Saved entries:
PR #1427, opened 2023-06-14
[chore][poc] api_object/list: refactor list to a list handler

jevonyeoh:
## Description
This PR is a proof-of-concept for a refactor to extract list logic out of the `ApiObject` class, and into a separate handler.

Specifically, we also
- move `@staticmethods` out of the class into `api_object_util`: benefit of this is that it's clearer that there are no dependencies on the class, and that these functions do not depend on any state. This makes it clearer when we want to reuse them.
- encapsulate all the `list` function dependencies (eg. route, schema, fields, and foreign_key mappings) into the new handler object: benefit here is that it's clearer to a new reader what class variables are actually used to configure the `list` operation
- encapsulate list functionality into the `list_handler` object: benefit is that it's easier to unit test this functionality without having to try to create an `ApiObject` itself. 

## Type of Change

## Checklist

### DIFF
--- a/featurebyte/api/api_handler/list.py
+++ b/featurebyte/api/api_handler/list.py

## TASK GOAL
In which lines of the records does the word "encapsulate" appear? Copy each of them.

## SOLVED EXERCISE
- encapsulate all the `list` function dependencies (eg. route, schema, fields, and foreign_key mappings) into the new handler object: benefit here is that it's clearer to a new reader what class variables are actually used to configure the `list` operation
- encapsulate list functionality into the `list_handler` object: benefit is that it's easier to unit test this functionality without having to try to create an `ApiObject` itself. 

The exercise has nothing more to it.